Data shown section start

Issue #7447, opened 2022-11-19
Some random option appear invisible on item


Abszoluto:
### rAthena Hash

https://github.com/rathena/rathena/tree/master

### Client Date

2021-11-03 

### Server Mode

Pre-Renewal, Renewal

### Result

When I use random options randomly dropping the amount of options, some options are in random slots.
This bug happens when slots are filled with space between them.
Example:
Item:
- Random option in slot 0
- Random option in slot 2

The random option in slot 2 will be invisible. The item will say it has 2 random options but the random option in slot 2 will be invisible.

Image:

![image](https://user-images.githubusercontent.com/45849310/202864485-0f8d5f44-7be0-4b70-aea4-f7dda2f991e9.png)
![image](https://user-images.githubusercontent.com/45849310/202864494-e6527dbe-b27c-4d94-93b0-e3c507ec96e8.png)

### Expected Result

N/A

### How to Reproduce

At the item_randomopt_group.yml, use the following configuration on a group (to get the number of options random, instead of item always drop with 3 options):
![image](https://user-images.githubusercontent.com/45849310/202864632-e3af74bf-9b1f-44f2-bc7e-aad1b950d1b2.png)

### Official Information

N/A

### Modifications that may affect results

Make random options appear in consecutive slots, for example:
1 random option: On slot 0
2 random options: On slot 0 and slot 1
3 random options: On slot 0, slot 1 and slot 2
... etc

LadyNanuia:
This is also controlled client side, you need to make sure the LUA files matches in the client or it'll be bugged, not sure if this is what youre running into.

Abszoluto:
All my client files and server files are fine. I talked to Lemongrass and Stolao on discord and we found out that the issue is that the options need to be on consecutive slots.
In the image, i changed on sql and put a random option on the slot missing and the 3 options appeared normally

LadyNanuia:
> All my client files and server files are fine. I talked to Lemongrass and Stolao on discord and we found out that the issue is that the options need to be on consecutive slots. In the image, i changed on sql and put a random option on the slot missing and the 3 options appeared normally

oh i see, im sorry then i was just trying to help, i had this issue with my server with client side so i thought it might be similiar but nvm then ^^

Data shown section end

## What to do
The required output is the full set of entries, reproduced verbatim.

## Answer
Issue #7447, opened 2022-11-19
Some random option appear invisible on item


Abszoluto:
### rAthena Hash

https://github.com/rathena/rathena/tree/master

### Client Date

2021-11-03 

### Server Mode

Pre-Renewal, Renewal

### Result

When I use random options randomly dropping the amount of options, some options are in random slots.
This bug happens when slots are filled with space between them.
Example:
Item:
- Random option in slot 0
- Random option in slot 2

The random option in slot 2 will be invisible. The item will say it has 2 random options but the random option in slot 2 will be invisible.

Image:

![image](https://user-images.githubusercontent.com/45849310/202864485-0f8d5f44-7be0-4b70-aea4-f7dda2f991e9.png)
![image](https://user-images.githubusercontent.com/45849310/202864494-e6527dbe-b27c-4d94-93b0-e3c507ec96e8.png)

### Expected Result

N/A

### How to Reproduce

At the item_randomopt_group.yml, use the following configuration on a group (to get the number of options random, instead of item always drop with 3 options):
![image](https://user-images.githubusercontent.com/45849310/202864632-e3af74bf-9b1f-44f2-bc7e-aad1b950d1b2.png)

### Official Information

N/A

### Modifications that may affect results

Make random options appear in consecutive slots, for example:
1 random option: On slot 0
2 random options: On slot 0 and slot 1
3 random options: On slot 0, slot 1 and slot 2
... etc

LadyNanuia:
This is also controlled client side, you need to make sure the LUA files matches in the client or it'll be bugged, not sure if this is what youre running into.

Abszoluto:
All my client files and server files are fine. I talked to Lemongrass and Stolao on discord and we found out that the issue is that the options need to be on consecutive slots.
In the image, i changed on sql and put a random option on the slot missing and the 3 options appeared normally

LadyNanuia:
> All my client files and server files are fine. I talked to Lemongrass and Stolao on discord and we found out that the issue is that the options need to be on consecutive slots. In the image, i changed on sql and put a random option on the slot missing and the 3 options appeared normally

oh i see, im sorry then i was just trying to help, i had this issue with my server with client side so i thought it might be similiar but nvm then ^^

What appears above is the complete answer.